O senador Alessandro Vieira (MDB-SE), relator da CPI do Crime Organizado, criticou em entrevista nesta quarta-feira (4) o papel do STF (Supremo Tribunal Federal) nas investigações do caso do Banco Master.
Vieira apontou pressões políticas e decisões atípicas de ministros da Corte, que, segundo ele, dificultam o avanço das apurações. Ele afirmou:
““Temos uma relação não republicana entre o grupo comandado por Daniel Vorcaro e grandes autoridades, incluindo ministros da Suprema Corte. Vamos ter que avançar nessas apurações para que, de fato, os brasileiros possam ter acesso à verdade.””

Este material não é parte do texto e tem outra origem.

PR #56, opened 2022-05-18
CPLP-999  password reset adapt  new logic

qxz2mqe:
https://jira.catena-x.net/browse/CPLP-999


src/administration/CatenaX.NetworkServices.Administration.Service/BusinessLogic/UserBusinessLogic.cs
```diff
@@ -330,23 +331,27 @@ private async Task<bool> CanResetPassword(string userId)
...
+                        }
+                        return updatedPassword;
                     }
-                    return updatedPassword;
+                    throw new NotFoundException($"no shared idp user {companyUserId} found in company of {adminUserId}");
                 }
                 throw new ArgumentException($"cannot reset password more often than {_settings.PasswordReset.MaxNoOfReset} in {_settings.PasswordReset.NoOfHours} hours");
             }
-            throw new NotFoundException($"no shared idp user {companyUserId} found in company of {adminUserId}");
+            throw new ArgumentException($"Company ID  does not exist");
```
ntruchsess, line 354: that message should give more information about the root cause - like '$"Cannot identify companyId: companyUserId {companyUserId} is not associated with the same company as adminUserId {adminUserId}"

src/portalbackend/CatenaX.NetworkServices.PortalBackend.DBAccess/PortalBackendDBAccess.cs
```diff
@@ -468,11 +468,16 @@ public async IAsyncEnumerable<WelcomeEmailData> GetWelcomeEmailDataUntrackedAsyn
             _dbContext.IamUsers
                 .Where(iamUser => iamUser.UserEntityId == adminUserId)
```
ntruchsess, line 469: That query certainly works. As an optimization I suggest to include the 'same company'-condition into the very first Where() so the overall result would be null if the condition is not met. That saves the additional steps of data-retrieval from the database (like idp-data) that would be redundant in this case. And don't forget the 'AsNoTracking()' as you are not going to modify the entities being returned.
e.g.:
            _dbContext.CompanyUsers
                .AsNoTracking()
                .Where(companyUser => 
                    companyUser.Id == companyUserId
                    && companyUser.Company!.CompanyUsers.Any(companyUser => companyUser.IamUser!.UserEntityId == adminUserId))
                .Select(companyUser => new IdpUser
                {
                    TargetIamUserId = companyUser.IamUser!.UserEntityId,
                    CompanyId = companyUser.CompanyId,
                    IdpName = companyUser.Company!.IdentityProviders
                        .Where(identityProvider => identityProvider.IdentityProviderCategoryId == IdentityProviderCategoryId.KEYCLOAK_SHARED)
                        .Select(identityProvider => identityProvider.IamIdentityProvider!.IamIdpAlias)
                        .SingleOrDefault()
                }).SingleOrDefaultAsync();

ntruchsess (changes requested):

src/administration/CatenaX.NetworkServices.Administration.Service/BusinessLogic/UserBusinessLogic.cs
qxz2mqe: fixed

src/portalbackend/CatenaX.NetworkServices.PortalBackend.DBAccess/PortalBackendDBAccess.cs
qxz2mqe: fixed

src/administration/CatenaX.NetworkServices.Administration.Service/BusinessLogic/UserBusinessLogic.cs
```diff
@@ -330,23 +331,27 @@ private async Task<bool> CanResetPassword(string userId)
...
         {
             var idpUserName = await _portalDBAccess.GetIdpCategoryIdByUserId(companyUserId, adminUserId).ConfigureAwait(false);
-            if (idpUserName?.IdpName == tenant && !string.IsNullOrWhiteSpace(idpUserName?.TargetIamUserId))
+            if (idpUserName?.CompanyId != null)
             {
                 if (await CanResetPassword(adminUserId).ConfigureAwait(false))
                 {
-                    var updatedPassword = await _provisioningManager.ResetSharedUserPasswordAsync(tenant, idpUserName.TargetIamUserId).ConfigureAwait(false);
-                    if (!updatedPassword)
+                    if (!string.IsNullOrWhiteSpace(idpUserName?.TargetIamUserId) && !string.IsNullOrWhiteSpace(idpUserName?.IdpName))
```
ntruchsess, line 341: this if-statement should be executed before the call to CanResetPassword as the reset cannot be done if  targetIamUserid and/or idpName are not known so there is no point in updating the database in this case.

ntruchsess (changes requested):

src/administration/CatenaX.NetworkServices.Administration.Service/BusinessLogic/UserBusinessLogic.cs
qxz2mqe: fixed

ntruchsess (approved):

PR #58, opened 2022-05-19
Feature/cplp 629 api get call to retrieve uploaded documents

Akshay-Chaudhari-BMW:
api get call to retrieve uploaded documents

### DIFF
--- a/src/registration/CatenaX.NetworkServices.Registration.Service/BusinessLogic/RegistrationBusinessLogic.cs
+++ b/src/registration/CatenaX.NetworkServices.Registration.Service/BusinessLogic/RegistrationBusinessLogic.cs
@@ -388,15 +388,16 @@ namespace CatenaX.NetworkServices.Registration.Service.BusinessLogic
                 );
             }
         }
+        //TODO: Need to implement storage for document upload
         public async IAsyncEnumerable<UploadDocumentDetails> GetUploadedDocumentsAsync(Guid applicationId, DocumentTypeId documentTypeId, string iamUserId)
         {
             await foreach (var documents in _portalDBAccess.GetUploadedDocumentsAsync(applicationId,documentTypeId,iamUserId).ConfigureAwait(false))
             {
                 yield return new UploadDocumentDetails
-                {
-                    DocumentId = documents.DocumentId,
-                    DocumentName = documents.DocumentName
-                };
+                (
+                    documents.DocumentId,
+                    documents.DocumentName
+                );
             }
         }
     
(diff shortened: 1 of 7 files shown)


src/registration/CatenaX.NetworkServices.Registration.Service/BusinessLogic/RegistrationBusinessLogic.cs
```diff
@@ -388,5 +388,18 @@ await foreach (var item in _portalDBAccess.GetInvitedUserDetailsUntrackedAsync(a
                 );
             }
         }
+        //TODO: Need to implement storage for document upload
+        public async IAsyncEnumerable<UploadDocumentDetails> GetUploadedDocumentsAsync(Guid applicationId, DocumentTypeId documentTypeId, string iamUserId)
```
ntruchsess, line 392: actually it's just fine to return the db-model as-is, there is no benefit in re-wrapping it into an object that has exactly the very same properties.

ntruchsess (changes requested):

src/registration/CatenaX.NetworkServices.Registration.Service/BusinessLogic/RegistrationBusinessLogic.cs
Akshay-Chaudhari-BMW: model replace with db-model

src/registration/CatenaX.NetworkServices.Registration.Service/BusinessLogic/RegistrationBusinessLogic.cs
```diff
@@ -388,5 +388,18 @@ await foreach (var item in _portalDBAccess.GetInvitedUserDetailsUntrackedAsync(a
                 );
             }
         }
+        //TODO: Need to implement storage for document upload
+        public async IAsyncEnumerable<UploadDocuments> GetUploadedDocumentsAsync(Guid applicationId, DocumentTypeId documentTypeId, string iamUserId)
```
ntruchsess, line 392: as being said: no need to re-wrap. Just do:
```
        public IAsyncEnumerable<UploadDocuments> GetUploadedDocumentsAsync(Guid applicationId, DocumentTypeId documentTypeId, string iamUserId) =>
            _portalDBAccess.GetUploadedDocumentsAsync(applicationId,documentTypeId,iamUserId);

```

ntruchsess (changes requested):

src/registration/CatenaX.NetworkServices.Registration.Service/BusinessLogic/RegistrationBusinessLogic.cs
Akshay-Chaudhari-BMW: resolved

ntruchsess (approved):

O senador também criticou a postura da PGR (Procuradoria-Geral da República), que, na visão dele, agiu com lentidão ao questionar a urgência da decisão que levou à prisão de Vorcaro nesta terça.
““A PGR alegou que 72 horas seria pouco para avaliar pedidos de prisão, mas isso é atípico. Esses pedidos precisam ser avaliados com rapidez,””
destacou.
Vieira mencionou as atitudes de ministros como Dias Toffoli e Gilmar Mendes, que, segundo ele, têm prejudicado o andamento das investigações.
““Essas decisões são absolutamente descabidas,””
afirmou, referindo-se à devolução da relatoria do caso por Toffoli e ao mandado de segurança reativado por Gilmar, que suspendeu a quebra dos sigilos bancário, fiscal e telemático da Maridt, empresa que tem entre os sócios o ministro Toffoli.
O senador afirmou:
““A decisão do ministro Gilmar ultrapassa o limite da definição de atípica, ela é absurdamente descabida. Ele ressuscita um mandado de segurança arquivado há três anos e, nesse mandado, concede habeas corpus para uma pessoa jurídica. Isso é ilegal de cabo a rabo. Já estamos apresentando os recursos necessários para que a Suprema Corte possa retificar esse absurdo.””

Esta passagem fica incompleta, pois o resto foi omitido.